The successor to Selena.
ON MAY 29, 1995, TWO MONTHS AFTER THE TRAGIC death of tejano star Selena, a tribute was staged in her honor at Houston’s Astrodome. Although many well-known acts performed that day, including hometown superstars La Mafia and Selena’s former bandmate Pete Astudillo, it was an unknown eleven-year-old dynamo named Jennifer Peña who made the biggest impression. Confidently bouncing around the stage while singing her idol’s biggest hits, “Bidi Bidi Bom Bom” and “Como La Flor,” Jennifer won the hearts of the 32,000 fans in attendance—and so impressed Selena’s father and manager, Abraham Quintanilla, Jr., that she landed a contract with his Q Productions, an artist-management firm that represents such groups as Los Agues and Imagen Latina. “That one appearance launched her professional career,” says Quintanilla, who saw many similarities between the petite, brown-eyed Corpus Christi resident and his own daughter. “That was really exciting,” says Jennifer, who is now thirteen. “There were so many people there. But it wasn’t scary. It was a lot of fun and an honor for me to be there.”
Relying on the same keyboard-driven, pop-inflected cumbias that took Selena to the top of the charts in the early nineties, Quintanilla produced Jennifer’s debut single, “Ven a Mi,” and her debut CD, Dulzura (EMI Latin). When they were released this past April, she was more than ready to seize the moment. “My parents were at school to pick me up when we heard the song on the radio for the first time,” she says. “My friends were there. It felt really good.” The album promptly entered Billboard’s Hot Latin Tracks chart and by early September was at number twelve, with more than 70,000 copies sold. That earned Jennifer a gold record, an unprecedented accomplishment for a female tejano singer’s first release.

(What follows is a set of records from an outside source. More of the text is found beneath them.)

PR #8020, opened 2024-12-27
add bus voltage over limit for ina2xx sensors

asssaf:

INA228/229 have the ability to set a threshold that triggers the alert pin when the bus voltage exceeds the provided limit.
This change adds the ability to set the threshold.

## Types of changes

- [ ] Other

- N/A

- esphome/esphome-docs#4555

## Test Environment

- [x] ESP32
- [ ] ESP32 IDF
- [ ] ESP8266
- [ ] RP2040
- [ ] BK72xx
- [ ] RTL87xx

```yaml
# Example config.yaml
sensor:
  - platform: ina2xx_i2c
    id: my_charge_sensor
    i2c_id: bus_a
    model: INA228
    address: 0x40
    shunt_resistance: 0.015 ohm
    max_current: 10 A
    adc_range: 0
    adc_averaging: 1
    adc_time: 1052us
    update_interval: 1s
    current: 
      name: "INA228 Current"
      id: current
    bus_voltage: 
      name: "INA228 Bus Voltage"
      id: bus_voltage
    charge: 
      name: "INA228 Charge"
      id: charge
    energy: 
      name: "INA228 Energy"
      id: energy
    power:
      name: "INA228 Power"
      id: power
    shunt_voltage:
      name: "INA228 Shunt Voltage"
      id: shunt_voltage
      unit_of_measurement: "mV"
    temperature:
      name: "INA228 Temperature"
      id: temperature
    bus_voltage_over_limit: 3v

```

## Checklist:

  - [x] Documentation added/updated in [esphome-docs](https://github.com/esphome/esphome-docs). https://github.com/esphome/esphome-docs/pull/4555


esphome/components/ina2xx_base/ina2xx_base.cpp
```diff
@@ -374,6 +378,14 @@ bool INA2XX::configure_shunt_tempco_() {
   return true;
 }
 
+bool INA2XX::configure_bovl_() {
+  // Only for 228/229
+  if ((this->ina_model_ == INAModel::INA_228 || this->ina_model_ == INAModel::INA_229) && this->bovl_v_ > 0) {
+    return this->write_unsigned_16_(RegisterMap::REG_BOVL, (uint16_t) (this->bovl_v_ * 1000 / 3.125));
+  }
+  return true;
```
DjordjeMandic, line 387: IMO i would return false here but rest of the code (`configure_shunt_tempco_`) already does the same. idk why

asssaf: this is my first ESPHome PR so i'm not sure about the conventions. My guess is that it returns true because this setting is not relevant, so is just being ignored (validation is done at the schema level)?

DjordjeMandic: > My guess is that it returns true because this setting is not relevant

Might be, anyways it will work

latonita:
@asssaf looks okay to me

esphome/components/ina2xx_base/ina2xx_base.cpp
```diff
@@ -374,6 +378,14 @@ bool INA2XX::configure_shunt_tempco_() {
   return true;
 }
 
+bool INA2XX::configure_bovl_() {
```
jesserockz: Should it be bvol everywhere instead? The acronym doesnt match the config string.

jesserockz (changes requested):

esphome/components/ina2xx_base/ina2xx_base.cpp
asssaf: This is an inconsistency from the [data sheet](https://www.ti.com/lit/ds/symlink/ina228.pdf). The registers are called [BOVL](https://github.com/esphome/esphome/blob/9e40d4cf45269e052bd62a78a5619ad8dc863594/esphome/components/ina2xx_base/ina2xx_base.h#L24), BUVL, SOVL, SUVL.
I'll jut rename it to the full name to avoid confusion.

DjordjeMandic: That could be mentioned in doxygen comment

latonita: @asssaf at another look - there is undervoltage and overvoltage conditions
in my world it would make senesto rename all the functions and variables properly.
from `configure_bus_voltage_over_limit_` to `configure_bus_over_voltage_limit_` and so on.
its not 'voltage over' but it is 'over voltage'

PR #8026, opened 2024-12-31
Added VERY_VERBOSE dfplayer printing

solarkennedy:
This adds VERY_VERBOSE logging for the defplayer component.

This is useful to me because there are still messages it is sending that I'm cross-referencing with the datasheet.

For example, the USB drive version of finished playback is different than with the SD card.

## Types of changes

- [ ] Other

- fixes <link to issue>

## Test Environment

- [x] ESP32
- [ ] ESP32 IDF
- [ ] ESP8266
- [ ] RP2040
- [ ] BK72xx
- [ ] RTL87xx

```yaml
# Example config.yaml

```

## Checklist:

### DIFF
--- a/esphome/components/dfplayer/dfplayer.cpp
+++ b/esphome/components/dfplayer/dfplayer.cpp
@@ -159,6 +159,15 @@ void DFPlayer::loop() {
         }
         break;
       case 9:  // End byte
+#ifdef ESPHOME_LOG_HAS_VERY_VERBOSE
+        char byte_sequence[100];
+        byte_sequence[0] = '\0';
+        for (size_t i = 0; i < this->read_pos_ + 1; ++i) {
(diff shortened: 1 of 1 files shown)


glmnet:
Even though new case handler for usb is ok, have you tested enabling the uart debugger? https://esphome.io/components/uart.html#uart-debugging

solarkennedy:
Ah interesting, no I hadn't thought to add debugging at that layer. Thanks for the tip!
I think it would need to have a special delimiter, because in the dfplayer.cpp we know when we have hit the special length and when a message is complete, where we can pretty print the whole thing. 

All I really want is the serial data to be printed in exactly the same form that I read on the datasheet.

DjordjeMandic (approved):

jesserockz (approved):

Jennifer’s interest in music and dancing began at age five and was encouraged by her parents, Jaime and Mary Lee Peña, who have been a stabilizing influence during this summer’s success. “We decided to keep her in public school,” Mary Lee says. “We’re trying to keep her life as normal as possible.” Still, fame has come at a price. To record, tour, and stay on the honor roll at Elliott Grant Middle School, the eighth-grader has had to sacrifice gymnastics and forget about trying out for the drill team. Football games, violin lessons, and trips to the movies with friends are things of the past. “She’s being taught that no matter what she pursues, education is always important,” Mary Lee says. “She has to leave the door open for the career choices she’ll have to make when she gets older.”